━━━━━ DATA PROVIDED ━━━━━

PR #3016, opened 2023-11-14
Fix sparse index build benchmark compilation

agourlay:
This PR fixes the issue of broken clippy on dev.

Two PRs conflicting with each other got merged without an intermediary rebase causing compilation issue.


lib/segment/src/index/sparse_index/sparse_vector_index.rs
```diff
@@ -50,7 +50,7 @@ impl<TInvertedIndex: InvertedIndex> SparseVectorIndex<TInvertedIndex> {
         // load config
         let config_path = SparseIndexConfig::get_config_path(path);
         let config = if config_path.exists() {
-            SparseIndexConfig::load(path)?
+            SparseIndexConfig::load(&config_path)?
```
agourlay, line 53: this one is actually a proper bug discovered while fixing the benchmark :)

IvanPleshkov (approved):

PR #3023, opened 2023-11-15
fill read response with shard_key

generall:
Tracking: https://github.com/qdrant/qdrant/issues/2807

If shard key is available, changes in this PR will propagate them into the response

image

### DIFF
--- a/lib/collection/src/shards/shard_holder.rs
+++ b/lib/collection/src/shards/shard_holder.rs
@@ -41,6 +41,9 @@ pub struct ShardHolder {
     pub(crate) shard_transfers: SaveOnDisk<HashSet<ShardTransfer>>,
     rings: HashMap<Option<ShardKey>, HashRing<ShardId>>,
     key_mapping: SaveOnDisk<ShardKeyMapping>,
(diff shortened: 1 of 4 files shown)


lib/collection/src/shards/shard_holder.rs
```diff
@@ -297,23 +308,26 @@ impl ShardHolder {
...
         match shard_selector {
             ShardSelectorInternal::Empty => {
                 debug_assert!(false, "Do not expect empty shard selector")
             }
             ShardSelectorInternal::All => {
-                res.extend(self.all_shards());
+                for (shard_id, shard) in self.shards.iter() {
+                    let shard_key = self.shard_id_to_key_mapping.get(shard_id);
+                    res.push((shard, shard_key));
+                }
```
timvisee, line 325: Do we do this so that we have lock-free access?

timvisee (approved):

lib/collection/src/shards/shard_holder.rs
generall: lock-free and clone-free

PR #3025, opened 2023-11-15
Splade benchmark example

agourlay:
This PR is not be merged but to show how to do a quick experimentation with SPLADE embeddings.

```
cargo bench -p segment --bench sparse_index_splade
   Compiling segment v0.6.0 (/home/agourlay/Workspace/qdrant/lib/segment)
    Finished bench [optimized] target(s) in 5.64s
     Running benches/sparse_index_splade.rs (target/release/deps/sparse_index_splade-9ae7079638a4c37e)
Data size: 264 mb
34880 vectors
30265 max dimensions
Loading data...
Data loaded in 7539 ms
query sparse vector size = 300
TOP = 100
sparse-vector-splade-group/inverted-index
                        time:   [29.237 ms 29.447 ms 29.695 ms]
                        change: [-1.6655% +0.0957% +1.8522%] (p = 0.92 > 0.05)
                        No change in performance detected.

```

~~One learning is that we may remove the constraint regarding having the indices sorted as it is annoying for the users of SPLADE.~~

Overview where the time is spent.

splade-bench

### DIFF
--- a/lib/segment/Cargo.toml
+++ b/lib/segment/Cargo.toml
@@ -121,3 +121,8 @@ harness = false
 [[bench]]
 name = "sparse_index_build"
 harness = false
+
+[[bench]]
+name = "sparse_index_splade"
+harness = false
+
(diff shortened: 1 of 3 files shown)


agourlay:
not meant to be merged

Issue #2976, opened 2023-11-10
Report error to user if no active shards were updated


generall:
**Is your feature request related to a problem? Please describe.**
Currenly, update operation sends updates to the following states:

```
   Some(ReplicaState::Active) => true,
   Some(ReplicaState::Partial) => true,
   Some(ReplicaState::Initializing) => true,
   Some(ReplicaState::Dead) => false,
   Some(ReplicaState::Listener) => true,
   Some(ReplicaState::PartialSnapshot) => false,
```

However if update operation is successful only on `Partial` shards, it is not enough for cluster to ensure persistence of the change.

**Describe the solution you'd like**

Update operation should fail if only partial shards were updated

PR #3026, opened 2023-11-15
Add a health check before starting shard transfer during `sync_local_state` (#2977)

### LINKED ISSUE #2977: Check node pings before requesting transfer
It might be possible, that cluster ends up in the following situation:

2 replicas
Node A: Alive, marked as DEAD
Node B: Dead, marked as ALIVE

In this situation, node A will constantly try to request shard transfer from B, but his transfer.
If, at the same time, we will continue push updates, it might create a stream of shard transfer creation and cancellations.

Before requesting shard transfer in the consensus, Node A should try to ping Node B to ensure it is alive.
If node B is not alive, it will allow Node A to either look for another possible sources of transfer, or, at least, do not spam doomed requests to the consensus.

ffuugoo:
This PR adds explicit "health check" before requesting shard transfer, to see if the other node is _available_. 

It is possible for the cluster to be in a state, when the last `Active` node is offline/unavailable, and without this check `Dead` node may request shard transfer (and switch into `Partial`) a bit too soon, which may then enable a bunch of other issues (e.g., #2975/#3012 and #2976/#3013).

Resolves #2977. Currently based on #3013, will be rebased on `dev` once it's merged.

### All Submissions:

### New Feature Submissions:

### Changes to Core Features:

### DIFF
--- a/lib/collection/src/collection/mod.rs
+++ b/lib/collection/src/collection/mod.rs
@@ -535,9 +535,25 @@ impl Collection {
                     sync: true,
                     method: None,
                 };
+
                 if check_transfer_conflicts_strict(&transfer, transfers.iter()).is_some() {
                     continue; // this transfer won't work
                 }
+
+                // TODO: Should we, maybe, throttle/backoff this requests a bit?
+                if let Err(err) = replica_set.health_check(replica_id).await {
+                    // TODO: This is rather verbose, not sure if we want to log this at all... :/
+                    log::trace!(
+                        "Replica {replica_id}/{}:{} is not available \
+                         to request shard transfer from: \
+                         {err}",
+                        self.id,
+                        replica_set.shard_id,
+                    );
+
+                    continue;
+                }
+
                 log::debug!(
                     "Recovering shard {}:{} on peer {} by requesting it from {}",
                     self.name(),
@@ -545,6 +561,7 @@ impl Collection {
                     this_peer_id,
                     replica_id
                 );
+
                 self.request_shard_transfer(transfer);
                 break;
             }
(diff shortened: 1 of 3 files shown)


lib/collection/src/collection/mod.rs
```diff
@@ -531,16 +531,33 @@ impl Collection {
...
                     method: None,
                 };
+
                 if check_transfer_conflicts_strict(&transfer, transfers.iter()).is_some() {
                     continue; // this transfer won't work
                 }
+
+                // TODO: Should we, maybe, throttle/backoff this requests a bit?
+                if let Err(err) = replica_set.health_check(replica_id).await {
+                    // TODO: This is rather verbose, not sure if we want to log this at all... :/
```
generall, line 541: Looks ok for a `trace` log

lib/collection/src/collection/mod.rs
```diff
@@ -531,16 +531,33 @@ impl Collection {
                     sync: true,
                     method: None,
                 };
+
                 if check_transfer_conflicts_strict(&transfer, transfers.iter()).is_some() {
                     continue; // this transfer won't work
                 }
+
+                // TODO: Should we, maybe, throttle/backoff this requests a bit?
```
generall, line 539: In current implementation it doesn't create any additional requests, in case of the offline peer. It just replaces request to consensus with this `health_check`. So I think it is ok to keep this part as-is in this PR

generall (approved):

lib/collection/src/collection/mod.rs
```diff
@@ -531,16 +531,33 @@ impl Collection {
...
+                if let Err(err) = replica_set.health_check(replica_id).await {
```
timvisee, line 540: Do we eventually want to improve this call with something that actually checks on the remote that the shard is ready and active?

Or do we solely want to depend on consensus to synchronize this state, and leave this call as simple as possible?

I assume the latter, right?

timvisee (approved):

━━━━━

WHAT YOU SHOULD DO: Each line of the listing that contains the word "marked" must be copied.

SOLUTION TO THIS TASK:
Node A: Alive, marked as DEAD
Node B: Dead, marked as ALIVE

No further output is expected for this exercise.